CPS 214 Computer Networks and Distributed Systems: Labs

Lab1: Make Your Own Internet Router

We'll use Stanford's Virtual Network System to build an Internet router. Somewhere in Stanford University, a network has been setup for you: a HTTP server is behind a router R that does not know how to forward packets yet. Your goal is to write the correct logic for R so that it behaves like a normal Internet router. The good news is, you don't need to write Linux kernel modules to achieve the goal; an infrastructure has been setup for you. You are provided with a skeleton program that receives every packet sent to R and can send packets back to R that will immediately go out of R. You only need to modify the skeleton program to do your job. If you make a good router, you'll be able to access the HTTP server with your own browser.

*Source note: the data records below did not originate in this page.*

Issue #2047, opened 2025-03-31
Automate nlp setup for local dev search


huumn:
via https://github.com/stackernews/stacker.news/issues/2042#issuecomment-2764935974

ed-kung:
Yikes, after banging my head on this for a few days, I'm convinced this should be upgraded to difficulty:hard, at least for a fully automated "one-press" setup from fresh containers.  The opensearch container just seems really finicky and prone to failure, even after increasing resource requirements.

I'm going to take the approach of a setup script that you manually run *after* `sndev start`.  It would require you to restart your containers afterwards, but the approach seems more robust and less prone to failure.

PR #2049, opened 2025-04-01
automate opensearch nlp setup

ed-kung:
## Description

Closes https://github.com/stackernews/stacker.news/issues/2047

Closes https://github.com/stackernews/stacker.news/issues/2061

Closes https://github.com/stackernews/stacker.news/issues/2058

Automates setup of OpenSearch, including setting up semantic search if `OPENSEARCH_INDEX=item-nlp`. Any other value for `OPENSEARCH_INDEX` will not setup vector search and default to keyword search.

To do:

- [x] Create an OpenSearch setup script which is called from docker-compose. 
- [x] Setup script can replicate current functionality of setting up a default non-semantic index 
- [ ] If `OPENSEARCH_INDEX=item-nlp`, setup script will set up semantic index
- [ ] Setup script can determine if a re-indexing of all items needs to be done
- [ ] Configure settings to avoid circuit_breaking_exception errors

## Checklist

n/a

The script automatically adds:

```
OPENSEARCH_MODEL_ID=<model_id>
```

to `.env.local` if `OPENSEARCH_INDEX=item-nlp`


ed-kung:
Gonna close this PR to switch to a different approach, while leaving this branch open.  Where I left off with this one is that the NLP index and model would get successfully set up, the model_id would be dynamically generated and pushed to the app and worker containers, but the indexing process during `indexAllItems` was unstable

Please read the instruction page carefully. Each group is assigned a topology as follows:

GroupMembersTopology
1Peter Franklin, Justin Manweiler1
2Dongtao Liu, Ryan Scudellari2
3Matthew Fulmer, Amos Barreto3
4Harold Lim, Souvik Sen6

Each topology consists of two files: a README describing the topology and how to test whether it is correctly setup or not, and a rtable used as the input of the skeleton program you will download when reading the instructions. You can extract these two files from a topology using the following command in Linux:

tar xzf topology-file

Please only use your own topology. Otherwise, your packets may be sent to other groups' routers, frustrating both you and others.

Lab2: Implement STCP

We'll implement STCP, a simple transport layer protocol that is a simplified version of TCP. Please read the instructions carefully. Please note that this lab consists of two parts: Milestone HW3.A described in the instructions is the first part, and Milestone HW3.B is the second part. They are due at different times.

When you are doing your implementation, please keep in mind that the programs are multi-threaded. Each STCP connection is handled in a different thread, and therefore your code has to be thread-safe. For instance, when you need a random number, you cannot use rand(); instead, you have to use the thread-safe version rand_r() (and of course, you can always implement your own random number generator).